(Dataset entries)
----------------------------------------

PR #199, opened 2022-12-07
[OoT] Fixed issues with recent decomp changes

Yanis42:
Fast64 broke so here's the fix, the issue was the scene IDs and the draw config names, fixed both and it seems to work properly


fast64_internal/oot/oot_constants.py
```diff
@@ -708,56 +708,169 @@
...
-    ("SDC_TURIBORI", "Fishing Pond (Turibori)", "Turibori"),
-    ("SDC_GANON_SONOGO", "Ganon's Tower (Collapsing) (Ganon Sonogo)", "Ganon Sonogo"),
-    ("SDC_GANONTIKA_SONOGO", "Inside Ganon's Castle (Collapsing) (Ganontika Sonogo)", "Ganontika Sonogo"),
-]
+    ("SDC_FISHING_POND", "Fishing Pond (Turibori)", "Turibori"),
+    ("SDC_GANONS_TOWER_COLLAPSE_INTERIOR", "Ganon's Tower (Collapsing) (Ganon Sonogo)", "Ganon Sonogo"),
+    ("SDC_INSIDE_GANONS_CASTLE_COLLAPSE", "Inside Ganon's Castle (Collapsing) (Ganontika Sonogo)", "Ganontika Sonogo"),
+]
+
+ootSceneNameToDebugName = {
```
Dragorn421, line 765: instead of this, have 
```py
ootSceneNameToID = {val: key for key, val in ootSceneIDToName.items()}
```
and use `ootSceneNameToID` instead of `ootSceneNameToDebugName` as appropriate

Yanis42: I hope this was what you had in mind

fast64_internal/oot/scene/exporter/to_c/scene_table_c.py
```diff
@@ -103,12 +103,13 @@ def getSceneParams(scene, exportInfo, sceneNames):
...
     sceneIndex = getSceneIndex(sceneNames, bpy.context.scene.ootSceneExportSettings.option)
     sceneName = sceneTitle = sceneID = sceneUnk10 = sceneUnk12 = None
+    name = scene.name if scene is not None else exportInfo.name
 
     # if the index is None then this is a custom scene
     if sceneIndex is None and scene is not None:
         sceneName = scene.name.lower() + "_scene"
         sceneTitle = "none"
-        sceneID = "SCENE_" + (scene.name.upper() if scene is not None else exportInfo.name.upper())
+        sceneID = ootSceneNameToID.get(name, f"SCENE_{name.upper()}")
```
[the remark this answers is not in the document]
Yanis42: we need the new IDs and the old names, new IDs to compile and old names for the files (since the folders still use debug names), this part got weird with the newest changes (and I wasn't really inspired tbh)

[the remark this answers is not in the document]
Dragorn421: yeeaaah I guess this makes assets really weird to handle

For example what happens if I add a custom scene named "ydan", it's partially going to conflict with deku tree?
Well whatever I hope there won't be too many bugs

Dragorn421 (approved):
As-is this leaves room for oddities to happen, like for example having two `SCENE_CUTSCENE_MAP` in the enum (but no problem asset-folders-wise) if for example exporting to a "cutscene_map" scene (`hiral_demo` is the original debug name for the vanilla `SCENE_CUTSCENE_MAP`)



But I don't think it's a big deal, it's easy to catch and fix
If this provides a fix/check for this then cool, if not I'll merge anyway tomorrow or so

Yanis42:
a bit out of the scope of this PR but I fixed the type for cutscene arrays using s32 instead of CutsceneData (people were annoyed by that)

fast64_internal/oot/scene/exporter/to_c/scene_table_c.py
```diff
@@ -103,12 +103,17 @@ def getSceneParams(scene, exportInfo, sceneNames):
...
 
     # if the index is None then this is a custom scene
     if sceneIndex is None and scene is not None:
         sceneName = scene.name.lower() + "_scene"
         sceneTitle = "none"
-        sceneID = "SCENE_" + (scene.name.upper() if scene is not None else exportInfo.name.upper())
+        sceneID = ootSceneNameToID.get(name)
+
+        if sceneID is None and bpy.context.scene.ootSceneExportSettings.option == "Custom":
+            sceneID = f"SCENE_{name.upper()}"
```
Dragorn421, line 115: it's weird to use export settings here? like, what if this function is called for something else like deleting a scene or idk

Yanis42: I wasn't sure how to check that properly tbh

Dragorn421: also what happens if `sceneID` stays None

Dragorn421 (commented):
Custom export to overworld/spot00

image

Then to overworld/hyrule_field

image

-> duplicate scene "spot00", at least both use the "spot00_scene" segment

```diff
diff --git a/include/tables/scene_table.h b/include/tables/scene_table.h
index 0337e1252..75d0877d4 100644
--- a/include/tables/scene_table.h
+++ b/include/tables/scene_table.h
@@ -90,33 +90,34 @@
 /* 0x4E */ DEFINE_SCENE(mahouya_scene, g_pn_24, SCENE_POTION_SHOP_GRANNY, SDC_POTION_SHOP_GRANNY, 0, 0)
 /* 0x4F */ DEFINE_SCENE(ganon_demo_scene, none, SCENE_GANON_BOSS, SDC_OUTSIDE_GANONS_CASTLE, 0, 0)
 /* 0x50 */ DEFINE_SCENE(kinsuta_scene, g_pn_22, SCENE_HOUSE_OF_SKULLTULA, SDC_DEFAULT, 0, 0)
-/* 0x51 */ DEFINE_SCENE(spot00_scene, g_pn_27, SCENE_HYRULE_FIELD, SDC_HYRULE_FIELD, 0, 0)
+/* 0x51 */ DEFINE_SCENE(spot00_scene, none, SCENE_HYRULE_FIELD, SDC_DEFAULT, 0, 0)
+/* 0x52 */ DEFINE_SCENE(spot00_scene, none, SCENE_SPOT00, SDC_DEFAULT, 0, 0)
```

**though** the spec **does** have a new `hyrule_field_scene` segment

Dragorn421:
Again I think 6b5a0ba92c5a6e58e739790aa07fda558b47bdbb and the "oddities" I mentioned in https://github.com/Fast-64/fast64/pull/199#pullrequestreview-1209167938 would be fine, as they're easy to catch, easy to fix and should be rare in practice

I also think it's not worth making the code a lot more complicated just to try handle it better

Yanis42:
I don't even know why someone would want to use the custom option to use a vanilla name lol, I think we should just prevent users from doing that to "fix" these issues but yea whatever lol

I don't think it's worth a fix considering how weird this usage is, I'm fixing the conflict and also a small issue with the importer that came up since the ZAPD update and I think it will be good for now

Yanis42:
everything should be working properly now, the importer has some issues since the introduction of ``uintptr_t`` (and other things brought by HackerOoT)

Dragorn421 (approved):

Yanis42:
before merging this I need to check if the camera enum names are still accurate, it might have broke since the camera pr from decomp

Yanis42:
should be good now 👍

----------------------------------------

All lines in the entries above that hold the word "upper" need to be copied.

Your response
-        sceneID = "SCENE_" + (scene.name.upper() if scene is not None else exportInfo.name.upper())
+        sceneID = ootSceneNameToID.get(name, f"SCENE_{name.upper()}")
-        sceneID = "SCENE_" + (scene.name.upper() if scene is not None else exportInfo.name.upper())
+            sceneID = f"SCENE_{name.upper()}"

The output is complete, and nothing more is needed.